Here is how you can help.

As Barack Obama was campaigning for the White House in 2008, and attempting to defend some of his more controversial tax policies, the eventual President came up against a rather mighty conservative in the crowd.

The man, who was concerned about what the coming Obama administration might do to his plumbing business, soon became known at “Joe The Plumber, and was a central figure in stump speeches for the remainder of the electoral cycle.

Now, Joe The Plumber needs help.

An online fundraising campaign is hoping to raise $50,000 to support a conservative activist and his family as he undergoes cancer treatment, according to its website.

Joe Wurzelbacher, known as “Joe the Plumber,” was diagnosed with Stage 3 Pancreatic cancer and is currently being treated at the Ann Arbor VA Hospital and the University of Michigan Hospital, according to the GiveSendGo.
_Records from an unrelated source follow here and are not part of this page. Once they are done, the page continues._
PR #304, opened 2025-11-14
add support for PostgreSQL range and multirange types

mamantoha:
This PR adds support for PostgreSQL range and multirange types.

### Features Added

- Supports all 6 built-in range types:
  `int4range`, `int8range`, `daterange`, `tsrange`, `tstzrange`, `numrange`
- Supports all 6 built-in multirange types on PostgreSQL 14+:
  `int4multirange`, `int8multirange`, `datemultirange`, `tsmultirange`, `tstzmultirange`, `nummultirange`
- Decodes ranges to `PG::Range(T)` to preserve PostgreSQL boundary semantics:
  inclusive/exclusive bounds, empty ranges, and infinite bounds
- Decodes multiranges to `Array(PG::Range(T))`
- Supports encoding `PG::Range(T)` values as query parameters
- Keeps native Crystal `Range` parameter encoding as a convenience for callers that do not need exclusive lower bounds

### Notes

PostgreSQL continuous range types such as `tsrange`, `tstzrange`, and `numrange` can distinguish `(a,b)` from `[a,b)`. Native Crystal `Range` cannot represent exclusive lower bounds, so this PR introduces `PG::Range(T)` for decoded values and exact parameter encoding.

Discrete range types such as `int4range`, `int8range`, and `daterange` are still canonicalized by PostgreSQL, for example `[1,10]` becomes `[1,11)`.

### Testing

- Added decoder coverage for all supported range types and boundary combinations
- Added encoder coverage for range and multirange query parameters
- Added regression coverage for preserving exclusive lower bounds on continuous ranges
- Covered empty ranges, infinite bounds, timezone handling, PostgreSQL canonicalization, and round-trip behavior

### Breaking Changes

None. This is a pure addition.

### DIFF
--- a/spec/pg/decoders/range_decoder_spec.cr
+++ b/spec/pg/decoders/range_decoder_spec.cr
@@ -36,8 +36,8 @@ describe PG::Decoders do
     end
 
     describe "tsrange" do
-      test_decode "(lower,upper) - both exclusive", "'(2023-01-01 10:30:00,2023-12-31 15:45:00)'::tsrange", Time.utc(2023, 1, 1, 10, 30, 0)...Time.utc(2023, 12, 31, 15, 45, 0)
-      test_decode "(lower,upper] - exclusive lower, inclusive upper", "'(2023-01-01 10:30:00,2023-12-31 15:45:00]'::tsrange", Time.utc(2023, 1, 1, 10, 30, 0)..Time.utc(2023, 12, 31, 15, 45, 0) # Crystal can't represent exclusive lower
+      test_decode "(lower,upper) - both exclusive", "'(2023-01-01 10:30:00,2023-12-31 15:45:00)'::tsrange", PG::Range.new(Time.utc(2023, 1, 1, 10, 30, 0), Time.utc(2023, 12, 31, 15, 45, 0), lower_inclusive: false)
+      test_decode "(lower,upper] - exclusive lower, inclusive upper", "'(2023-01-01 10:30:00,2023-12-31 15:45:00]'::tsrange", PG::Range.new(Time.utc(2023, 1, 1, 10, 30, 0), Time.utc(2023, 12, 31, 15, 45, 0), lower_inclusive: false, upper_inclusive: true)
       test_decode "[lower,upper) - inclusive lower, exclusive upper", "'[2023-01-01 10:30:00,2023-12-31 15:45:00)'::tsrange", Time.utc(2023, 1, 1, 10, 30, 0)...Time.utc(2023, 12, 31, 15, 45, 0)
       test_decode "[lower,upper] - both inclusive", "'[2023-01-01 10:30:00,2023-12-31 15:45:00]'::tsrange", Time.utc(2023, 1, 1, 10, 30, 0)..Time.utc(2023, 12, 31, 15, 45, 0)
       test_decode "empty range", "'empty'::tsrange", Time.unix(0)...Time.unix(0)
@@ -59,8 +59,8 @@ describe PG::Decoders do
     end
 
     describe "tstzrange" do
-      test_decode "(lower,upper) - both exclusive", "'(2023-01-01 10:30:00+00,2023-12-31 15:45:00+00)'::tstzrange", Time.utc(2023, 1, 1, 10, 30, 0)...Time.utc(2023, 12, 31, 15, 45, 0)
-      test_decode "(lower,upper] - exclusive lower, inclusive upper", "'(2023-01-01 10:30:00+00,2023-12-31 15:45:00+00]'::tstzrange", Time.utc(2023, 1, 1, 10, 30, 0)..Time.utc(2023, 12, 31, 15, 45, 0)
+      test_decode "(lower,upper) - both exclusive", "'(2023-01-01 10:30:00+00,2023-12-31 15:45:00+00)'::tstzrange", PG::Range.new(Time.utc(2023, 1, 1, 10, 30, 0), Time.utc(2023, 12, 31, 15, 45, 0), lower_inclusive: false)
+      test_decode "(lower,upper] - exclusive lower, inclusive upper", "'(2023-01-01 10:30:00+00,2023-12-31 15:45:00+00]'::tstzrange", PG::Range.new(Time.utc(2023, 1, 1, 10, 30, 0), Time.utc(2023, 12, 31, 15, 45, 0), lower_inclusive: false, upper_inclusive: true)
       test_decode "[lower,upper) - inclusive lower, exclusive upper", "'[2023-01-01 10:30:00+00,2023-12-31 15:45:00+00)'::tstzrange", Time.utc(2023, 1, 1, 10, 30, 0)...Time.utc(2023, 12, 31, 15, 45, 0)
       test_decode "[lower,upper] - both inclusive", "'[2023-01-01 10:30:00+00,2023-12-31 15:45:00+00]'::tstzrange", Time.utc(2023, 1, 1, 10, 30, 0)..Time.utc(2023, 12, 31, 15, 45, 0)
       test_decode "empty range", "'empty'::tstzrange", Time.unix(0)...Time.unix(0)
@@ -70,8 +70,8 @@ describe PG::Decoders do
     end
 
     describe "numrange" do
-      test_decode "(lower,upper) - both exclusive", "'(1.5,10.75)'::numrange", PG::Numeric.new(2_i16, 0_i16, 0_i16, 1_i16, [1_i16, 5000_i16])...PG::Numeric.new(2_i16, 0_i16, 0_i16, 2_i16, [10_i16, 7500_i16])
-      test_decode "(lower,upper] - exclusive lower, inclusive upper", "'(1.5,10.75]'::numrange", PG::Numeric.new(2_i16, 0_i16, 0_i16, 1_i16, [1_i16, 5000_i16])..PG::Numeric.new(2_i16, 0_i16, 0_i16, 2_i16, [10_i16, 7500_i16])
+      test_decode "(lower,upper) - both exclusive", "'(1.5,10.75)'::numrange", PG::Range.new(PG::Numeric.new(2_i16, 0_i16, 0_i16, 1_i16, [1_i16, 5000_i16]), PG::Numeric.new(2_i16, 0_i16, 0_i16, 2_i16, [10_i16, 7500_i16]), lower_inclusive: false)
+      test_decode "(lower,upper] - exclusive lower, inclusive upper", "'(1.5,10.75]'::numrange", PG::Range.new(PG::Numeric.new(2_i16, 0_i16, 0_i16, 1_i16, [1_i16, 5000_i16]), PG::Numeric.new(2_i16, 0_i16, 0_i16, 2_i16, [10_i16, 7500_i16]), lower_inclusive: false, upper_inclusive: true)
       test_decode "[lower,upper) - inclusive lower, exclusive upper", "'[1.5,10.75)'::numrange", PG::Numeric.new(2_i16, 0_i16, 0_i16, 1_i16, [1_i16, 5000_i16])...PG::Numeric.new(2_i16, 0_i16, 0_i16, 2_i16, [10_i16, 7500_i16])
       test_decode "[lower,upper] - both inclusive", "'[1.5,10.75]'::numrange", PG::Numeric.new(2_i16, 0_i16, 0_i16, 1_i16, [1_i16, 5000_i16])..PG::Numeric.new(2_i16, 0_i16, 0_i16, 2_i16, [10_i16, 7500_i16])
       test_decode "empty range", "'empty'::numrange", PG::Numeric.new(1_i16, 0_i16, 0_i16, 0_i16, [0_i16])...PG::Numeric.new(1_i16, 0_i16, 0_i16, 0_i16, [0_i16])
--- a/spec/pg/decoders/range_decoder_spec.cr
+++ b/spec/pg/decoders/range_decoder_spec.cr
@@ -1,0 +1,109 @@
+require "../../spec_helper"
+
+describe PG::Decoders do
+  describe "ranges" do
+    describe "int4range" do
+      test_decode "(lower,upper) - both exclusive", "'(1,10)'::int4range", 2...10 # PostgreSQL canonicalizes discrete ranges to [a,b) form
+      test_decode "(lower,upper] - exclusive lower, inclusive upper", "'(1,10]'::int4range", 2...11
+      test_decode "[lower,upper) - inclusive lower, exclusive upper", "'[1,10)'::int4range", 1...10
+      test_decode "[lower,upper] - both inclusive", "'[1,10]'::int4range", 1...11 # [a,b] becomes [a,b+1) for discrete types
+      test_decode "empty range", "'empty'::int4range", 0...0
+      test_decode "(-infinity,upper] - infinite lower bound", "'(,10]'::int4range", nil...11
+      test_decode "[lower,+infinity) - infinite upper bound", "'[1,)'::int4range", 1...nil
+      test_decode "(-infinity,+infinity) - both bounds infinite", "'(,)'::int4range", nil...nil
+    end
+
+    describe "int8range" do
+      test_decode "(lower,upper) - both exclusive", "'(3000000000,4000000000)'::int8range", 3_000_000_001...4_000_000_000
+      test_decode "(lower,upper] - exclusive lower, inclusive upper", "'(3000000000,4000000000]'::int8range", 3_000_000_001...4_000_000_001
+      test_decode "[lower,upper) - inclusive lower, exclusive upper", "'[3000000000,4000000000)'::int8range", 3_000_000_000...4_000_000_000
+      test_decode "[lower,upper] - both inclusive", "'[3000000000,4000000000]'::int8range", 3_000_000_000...4_000_000_001
+      test_decode "empty range", "'empty'::int8range", 0_i64...0_i64
+      test_decode "(-infinity,upper] - infinite lower bound", "'(,4000000000]'::int8range", nil...4_000_000_001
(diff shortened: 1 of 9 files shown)


spec/pg/decoders/range_decoder_spec.cr
```diff
@@ -0,0 +1,109 @@
...
+      test_decode "[lower,upper] - both inclusive", "'[2023-01-01,2023-12-31]'::daterange", Time.utc(2023, 1, 1)...Time.utc(2024, 1, 1)
+      test_decode "empty range", "'empty'::daterange", Time.unix(0)...Time.unix(0)
+      test_decode "(-infinity,upper] - infinite lower bound", "'(,2023-12-31]'::daterange", nil...Time.utc(2024, 1, 1)
+      test_decode "[lower,+infinity) - infinite upper bound", "'[2023-01-01,)'::daterange", Time.utc(2023, 1, 1)...nil
+      test_decode "(-infinity,+infinity) - both bounds infinite", "'(,)'::daterange", nil...nil
+    end
+
+    describe "tsrange" do
+      test_decode "(lower,upper) - both exclusive", "'(2023-01-01 10:30:00,2023-12-31 15:45:00)'::tsrange", Time.utc(2023, 1, 1, 10, 30, 0)...Time.utc(2023, 12, 31, 15, 45, 0)
+      test_decode "(lower,upper] - exclusive lower, inclusive upper", "'(2023-01-01 10:30:00,2023-12-31 15:45:00]'::tsrange", Time.utc(2023, 1, 1, 10, 30, 0)..Time.utc(2023, 12, 31, 15, 45, 0) # Crystal can't represent exclusive lower
```
straight-shoota: **issue:** Changing the exclusive lower to an inclusive one is a dangerous change.
Unfortunately, we cannot represent that with `Range`. But I'd consider silently converting the range to different semantics an error. 

For `Time` we can work around by treating it as a discrete type. Just add one nanosecond:
```suggestion
      test_decode "(lower,upper] - exclusive lower, inclusive upper", "'(2023-01-01 10:30:00,2023-12-31 15:45:00]'::tsrange", Time.utc(2023, 1, 1, 10, 30, 0, nanosecond: 1)..Time.utc(2023, 12, 31, 15, 45, 0)
```
This doesn't preserve the _exact_ semantics either, but it's much closer and preserves the _intent_.

And it probably won't work for `PG::Numeric`?

Alternatively, we need a different solution (e.g. a custom `Range` type).
Omitting this case (i.e. raise an error) would also be better than implicitly changing semantics.

spec/pg/decoders/range_decoder_spec.cr
```diff
@@ -0,0 +1,109 @@
+require "../../spec_helper"
+
+describe PG::Decoders do
+  describe "ranges" do
+    describe "int4range" do
+      test_decode "(lower,upper) - both exclusive", "'(1,10)'::int4range", 2...10 # PostgreSQL canonicalizes discrete ranges to [a,b) form
+      test_decode "(lower,upper] - exclusive lower, inclusive upper", "'(1,10]'::int4range", 2...11
+      test_decode "[lower,upper) - inclusive lower, exclusive upper", "'[1,10)'::int4range", 1...10
+      test_decode "[lower,upper] - both inclusive", "'[1,10]'::int4range", 1...11 # [a,b] becomes [a,b+1) for discrete types
```
straight-shoota, line 9: **question:** Why not use inclusive `Range` here?

spec/pg/decoders/range_decoder_spec.cr
mamantoha: Right. Silently converting exclusive lower bounds to inclusive ones changes the semantics and could lead to bugs.

https://www.postgresql.org/docs/current/rangetypes.html#RANGETYPES-DISCRETE

- Discrete types (`int4`, `int8`, `date`): have clear "next" values (`1 -> 2`,  `2023-01-01` -> `2023-01-02`). This is working.
- Continuous types (`timestamp`, `numeric`): don't have clear "next" values.

From the documentation:

> Even though timestamp has limited precision, and so could theoretically be treated as discrete, it's better to consider it continuous since the step size is normally not of interest.

Do you think I should implement these adjustments?

spec/pg/decoders/range_decoder_spec.cr
mamantoha: https://www.postgresql.org/docs/current/rangetypes.html#RANGETYPES-DISCRETE

> The built-in range types int4range, int8range, and daterange all use a canonical form that includes the lower bound and excludes the upper bound; that is, [). User-defined range types can use other conventions, however.

So when you write `'[1,10]'::int4range` in PostgreSQL:

1. You specify `[1,10]` (both inclusive)
2. PostgreSQL internally converts it to` [1,11)` (inclusive lower, exclusive upper)
3. The Crystal decoder receives this canonical `[1,11)` form
4. Crystal represents it as `1...11` (which is exactly `[1,11)`)

straight-shoota: Understood, this normalization comes from the server 👍

spec/pg/decoders/range_decoder_spec.cr
mamantoha: Instead of approximating timestamp ranges by adding a small increment, I changed the implementation to decode ranges into a custom `PG::Range(T)` type. This preserves the PostgreSQL lower/upper inclusivity flags exactly, including cases like `(a,b]`.

Native Crystal `Range` is still supported for parameter encoding as a convenience, but decoded values now use `PG::Range(T)` so continuous types like `tsrange`, `tstzrange`, and `numrange` do not lose boundary information.

I also updated the specs to assert exact exclusive-lower behavior instead of relying on native `Range`.

src/pg/decoders/range_decoder.cr
```diff
@@ -0,0 +1,234 @@
+module PG
+  module Decoders
+    # Range flags from PostgreSQL range format
+    RANGE_EMPTY  = 0x01
+    RANGE_LB_INC = 0x02 # Lower bound inclusive
+    RANGE_UB_INC = 0x04 # Upper bound inclusive
+    RANGE_LB_INF = 0x08 # Lower bound infinite
+    RANGE_UB_INF = 0x10 # Upper bound infinite
```
jgaskins: Would it make sense to put these into a mixin that only the `RangeDecoder` and `MultiRangeDecoder` types include?

src/pg/decoders/range_decoder.cr
```diff
@@ -0,0 +1,234 @@
...
+                  decode_element(io)
+                end
+
+        PG::Range.new(
+          lower,
+          upper,
+          lower_inclusive: lower_bound_inclusive,
+          upper_inclusive: upper_bound_inclusive
+        )
+      end
```
jgaskins: Same as above. Does this need to be in the mixin included by all decoders?

src/pg/decoders/range_decoder.cr
```diff
@@ -0,0 +1,234 @@
...
+        count.times do
+          # Each range element has a 4-byte length followed by the range data
+          read_i32(io)
+
+          range = decode_range(io, bytesize, oid)
+
+          ranges << range
+        end
+
+        ranges
```
jgaskins: The `Array` constructor takes a block, which simplifies this a bit.

```suggestion
        Array(PG::Range(T)).new(count) do
          # Each range element has a 4-byte length followed by the range data
          read_i32(io)

          decode_range(io, bytesize, oid)
        end
```

We probably don't need to pass the `bytesize` and `oid` to `decode_range`. The method doesn't use those values. If it did, they'd be incorrect at that point. For example, we'd be passing in the `oid` for an `int4multirange` but we need it to decode an `int4range`. We've also consumed at least 4 bytes from the `io` at this point, but `bytesize` would still represent the size of the entire `int4multirange` value rather than the `int4range` for it to read on every iteration of the block.

src/pg/decoder.cr
```diff
@@ -2,7 +2,7 @@ require "json"
 require "uuid"
 
 module PG
-  alias PGValue = String | Nil | Bool | Int32 | Float32 | Float64 | Time | JSON::Any | PG::Numeric | UUID
+  alias PGValue = String | Nil | Bool | Int32 | Float32 | Float64 | Time | JSON::Any | PG::Numeric | UUID | PG::Range(Int32) | PG::Range(Int64) | PG::Range(Time) | PG::Range(PG::Numeric) | Array(PG::Range(Int32)) | Array(PG::Range(Int64)) | Array(PG::Range(Time)) | Array(PG::Range(PG::Numeric))
```
jgaskins: [nitpick] This line is almost 300 characters wide with this change, so now might be a good time to wrap it for readability.

```suggestion
  alias PGValue = Union(
    String,
    Nil,
    Bool,
    Int32,
    Float32,
    Float64,
    Time,
    JSON::Any,
    PG::Numeric,
    UUID,
    PG::Range(Int32),
    PG::Range(Int64),
    PG::Range(Time),
    PG::Range(PG::Numeric),
    Array(PG::Range(Int32)),
    Array(PG::Range(Int64)),
    Array(PG::Range(Time)),
    Array(PG::Range(PG::Numeric)),
  )
```

I'm recommending the `Union(...)` format over `A | B | C` for two reasons:
1. The Crystal formatter's indentation when using the `A | B | C` syntax over multiple lines is not how I would write it
2. Using the `Union(...)` syntax allows us to use the trailing comma, avoiding changing lines unnecessarily in the future. Appending a type with the `A | B | C` syntax would require us to append a `|` to the end of a line that otherwise didn't need to change.

src/pg.cr
```diff
@@ -1,6 +1,17 @@
...
+module DB::MetadataValueConverter
+  # Log Range as string representation rather than array
+  def self.arg_to_log(arg : Range) : ::Log::Metadata::Value
+    ::Log::Metadata::Value.new(arg.to_s)
+  end
+
+  def self.arg_to_log(arg : PG::Range) : ::Log::Metadata::Value
+    ::Log::Metadata::Value.new(arg.to_s)
+  end
+end
```
jgaskins, line 14: Is this used anywhere?

src/pq/param.cr
```diff
@@ -77,6 +78,127 @@ module PQ
       text "#{val.months} months #{val.days} days #{val.microseconds} microseconds"
     end
 
+    private def self.format_time(value : Time)
+      Time::Format::RFC_3339.format(value, fraction_digits: 9)
```
jgaskins: I recognize that you were just moving this definition down here, but we can also simplify this.

```suggestion
      value.to_rfc3339(fraction_digits: 9)
```

I kiiiiinda wanna also reduce this to 6 fraction digits because Postgres only stores timestamps with microsecond precision, so it would remove 3 bytes from every timestamp being sent as a query param. I'm not 100% confident that there won't be issues with rounding/truncating, though, so I'm not going to recommend it here.

jgaskins (changes requested):
This is great. I occasionally work on things where `tstzrange`s would be helpful and it'd be nice to be able to use them without having to add support for them in the app.

My notes here are mostly cosmetic. The only structural things are the placement of the constants and the `decode_range` method.

src/pg.cr
mamantoha: https://github.com/crystal-lang/crystal-db/pull/223

mamantoha:
@jgaskins thanks for the review. I addressed the remaining comments:

- Moved the range flags and `decode_range` into a range-specific mixin included only by `RangeDecoder` and `MultiRangeDecoder`.
- Removed the unused `bytesize` and `oid` parameters from `decode_range`.
- Kept the `Range` metadata logging overload for compatibility with `db 0.14.0`, and added a comment explaining that it mirrors the upstream crystal-db fix until this shard can rely on that version.

src/pg.cr
jgaskins: Ooh, TIL

src/pg/range.cr
```diff
@@ -0,0 +1,60 @@
...
+      !@lower_inclusive
+    end
+
+    def excludes_end?
+      !@upper_inclusive
+    end
+
+    def to_crystal_range
+      ::Range.new(@begin, @end, exclusive: excludes_end?)
+    end
```
jgaskins, line 30: Silently dropping the `excludes_begin?` here may lead to some hard-to-pin-down bugs. I want to say this should raise in this case so folks know exactly where the problem is. That's easy for me to say as someone who only ever uses ranges that are closed on the left, though. I don't know of any use cases where the range is open on the left (and the normalization mentioned in [this comment](https://github.com/will/crystal-pg/pull/304#discussion_r2527442994) doesn't apply to `tstzrange`), so I'm open to alternatives.

jgaskins (commented):
I do have one additional note below that I noticed during testing and we should probably discuss it before merging, but otherwise, I really like this.

Benchmarks look great:

```crystal
require "../src/pg"
require "benchmark"

pg = DB.open("postgres:///")
sql = <<-SQL
  SELECT
    '[2026-06-28T12:00:00-04, 2026-06-28T13:00:00-04)'::tstzrange AS time
  FROM generate_series(1, $1)
SQL

# Warm the prepared statement cache
pg.query_all sql, 1, as: Event

event = nil
allocations = {} of Int64 => Int64
Benchmark.bm do |x|
  {
    1,
    10,
    100,
    1_000,
    10_000,
    100_000,
    1_000_000,
    10_000_000,
  }.each do |count|
    x.report "#{count.humanize(precision: 0, significant: false)} events" do
      mem = Benchmark.memory do
        pg.query_each sql, count do |rs|
          event = Event.new(rs)
        end
      end
      allocations[count] = mem
    end
  end
end
puts "Heap allocations:"
pp allocations
  .transform_keys(&.humanize(precision: 0, significant: false))
  .transform_values(&.humanize_bytes)
pp event

struct Event
  include DB::Serializable

  @[DB::Field(converter: TSTZRangeConverter(Time, Time))]
  getter time : Range(Time, Time)
end

module TSTZRangeConverter(Begin, End)
  def self.from_rs(rs : DB::ResultSet) : Range(Begin, End)
    range = rs.read(PG::Range).to_crystal_range

    Range.new(
      range.begin.as(Begin),
      range.end.as(End),
      exclusive: range.excludes_end?,
    )
  end
end
```

</details>

```
                  user     system      total        real
1 events      0.000006   0.000011   0.000017 (  0.000054)
10 events     0.000005   0.000009   0.000014 (  0.000042)
100 events    0.000018   0.000010   0.000028 (  0.000067)
1k events     0.000122   0.000018   0.000140 (  0.000264)
10k events    0.001157   0.000117   0.001274 (  0.001776)
100k events   0.010441   0.000912   0.011353 (  0.015458)
1M events     0.078240   0.008208   0.086448 (  0.138686)
10M events    0.802205   0.085781   0.887986 (  1.319421)
Heap allocations:
{"1" => "368B",
 "10" => "384B",
 "100" => "368B",
 "1k" => "368B",
 "10k" => "368B",
 "100k" => "368B",
 "1M" => "368B",
 "10M" => "352B"}
Event(
 @time=
  2026-06-28 12:00:00-04:00[America/New_York]...2026-06-28 13:00:00-04:00[America/New_York])
```

The result is constant heap usage, which I'd hoped for but am still delighted to see, and sublinear CPU time, which was pleasantly surprising.

The ergonomics of going through `PG::Range` aren't ideal, but the correctness is more important. I think we could follow up with something like [this](https://github.com/will/crystal-pg/blob/9ce74e0c72b93a7c4ceca8b2f6fee00038108c74/src/pg_ext/big_decimal.cr#L18-L26) to allow folks to avoid not only writing a converter but also having to use it in all their range-based column-mapped properties:

```crystal
struct Event
  include DB::Serializable

  getter time : Range(Time, Time)
end
```

src/pg/range.cr
mamantoha: What would you recommend here?

1. Make `to_crystal_range` raise when `excludes_begin?` is true.
2. Keep the current behavior, but document clearly that `to_crystal_range` only preserves the upper-bound exclusivity and cannot preserve exclusive lower bounds.
3. Remove `to_crystal_range` entirely and require callers to inspect/use `PG::Range` when exact semantics matter.

jgaskins: My gut feeling is that it should raise because it can't be represented in the stdlib `Range` type. I do like your second option, though. It's not as disruptive, but that can also lead to it being easily overlooked.

The third option doesn't seem viable. All of the Postgres value types that don't map cleanly to stdlib types have some way of converting to a stdlib type. For example, `PG::Numeric` can be converted to a [`BigDecimal`](https://github.com/will/crystal-pg/blob/9ce74e0c72b93a7c4ceca8b2f6fee00038108c74/src/pg_ext/big_decimal.cr#L7-L15) or [`BigRational`](https://github.com/will/crystal-pg/blob/9ce74e0c72b93a7c4ceca8b2f6fee00038108c74/src/pg_ext/big_rational.cr#L7-L15), `PG::Interval` can be converted to [`Time::Span` or `Time::MonthSpan`](https://github.com/will/crystal-pg/blob/9ce74e0c72b93a7c4ceca8b2f6fee00038108c74/src/pg/interval.cr#L13-L33), etc. This is important because the data objects in this shard aren't full value types (there's no `Time#+(PG::Interval)`). They're just bags of metadata about the value we got back from Postgres.

`PG::Interval` is a good example of your second option. It doesn't map losslessly to either `Time::Span`, `Time::MonthSpan`, or even both combined since converting 1 calendar day to 24 monotonic hours is a lossy conversion[^1]. But it does it because, at least at the time it was written, there wasn't a better option for that. Maybe that's the path we take for `PG::Range`, too. Thoughts?

[^1]: Not all days are exactly 24 hours long ([example](https://github.com/jgaskins/duration#calendar-days)). Part of the reason I created [my `Duration` shard](https://github.com/jgaskins/duration) and [added Postgres support](https://github.com/jgaskins/duration#using-with-postgres) was to cover this gap. It maps better to the `PG::Interval` type than the stdlib types do. It wasn't _just_ for Postgres, but it exists for the same reason Postgres stores intervals the way it does.

jgaskins: @mamantoha Do you have any thoughts on what I wrote above?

Wurzelbacher became a known name during the 2008 campaign after questioning President Barack Obama about whether his tax plan would cost him more, as he was considering purchasing a company that made $250, 270,000 per year, the Washington Examiner reported.

“It’s not that I want to punish your success,” Obama had said. “I just want to make sure that everybody who is behind you, that they’ve got a chance at success too.”

The next steps to recovery will be both arduous and expensive, but the family remains optimistic.

“Joe had been having stomach issues for about 3 months, which eventually became painful. On December 26th, he’d had enough of the pain and we went to the VA emergency room in Ann Arbor,” Wurzelbacher’s wife, Katie, said, according to the fundraiser description. “They ran tests and performed scans which showed a mass in the head of his pancreas. The mass was restricting one of his biliary ducts, so they classified it as Stage 3 cancer. They also found that his SMV had a large blood clot. His current treatment plan is 6 months of Folfirinox chemotherapy and surgery to remove half of his pancreas and reconstruct the vein with the clot.”

The treatment causes Wurzelbacher to feel fatigued and, at times, nauseous, Katie said. He has lost 70 pounds.

“I’m just pleasantly surprised so many people have reached out and very humbled, to be honest with you. I didn’t realize I touched so many people,” Wurzelbacher told the Daily Caller News Foundation of the fundraiser.